(from the original dust jacket leaf)
In Christian Behaviour the noted author of The Screwtape Letters discusses the value of true morality and challenges men to try to live satisfactorily without it. The book is based on a series of broadcast talks given recently in England over the B.B.C., considerably revised and enlarged. It is a companion volume to The Case for Christianity, recently published, which was also based on broadcast talks.
Seventy-seven thousand copies of this book have already been printed in England where it has been enthusiastically reviewed. "This book is packed with intelligence," says the News-Chronicle, for example, and the English press has been uniformly favorable.

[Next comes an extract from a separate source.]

Issue #1081, opened 2024-05-08
Feature Request: Add a way to pass `args` to `script_runner` of a `condition_script`


wmmc88:
### Feature Description
I want to do the same thing as #1025, but for a `condition_script` instead of a normal `script` block.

Readers of The Screwtape Letters will welcome this new book by the same author.
Clive Staples Lewis was born in Ireland, in Belfast on 29 November 1898. His mother was a devout Christian and made efforts to influence his beliefs. When she died in his early youth her influence waned and Lewis was subject to the musings and mutterings of his friends who were decidedly agnostic and atheistic. It would not be until later, in a moment of clear rationality that he first came to a belief in God and later became a Christian.
C. S. Lewis volunteered for the army in 1917 and was wounded in the trenches in World War I. After the war, he attended university at Oxford. Soon, he found himself on the faculty of Magdalen College where he taught Mediaeval and Renaissance English.
Throughout his academic career he wrote clearly on the topic of religion. His most famous works include the Screwtape Letters and the Chronicles of Narnia. The atmosphere at Oxford and Cambridge tended to skepticism. Lewis used this skepticism as a foil. He intelligently saw Christianity as a necessary fact that could be seen clearly in science.
"Surprised by Joy" is Lewis's autobiography chronicling his reluctant conversion from atheism to Christianity in 1931.